The answer must consist of every line below that holds the word "types".

--- DATA IN THIS EXERCISE Enclosed Below ---

PR #2144, opened 2024-01-24
fix(select): export SelectValueExtraProps interface

nderscore:
Fix for this TypeScript error when inferring types from the `Select` component.

```
error TS4023: Exported variable 'MySelect' has or is using name 'SelectValueExtraProps' from external module "/path/to/node_modules/@tamagui/select/types/Select" but cannot be named.
```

--- End of Enclosed DATA IN THIS EXERCISE ---

EXPECTED ANSWER:
Fix for this TypeScript error when inferring types from the `Select` component.
error TS4023: Exported variable 'MySelect' has or is using name 'SelectValueExtraProps' from external module "/path/to/node_modules/@tamagui/select/types/Select" but cannot be named.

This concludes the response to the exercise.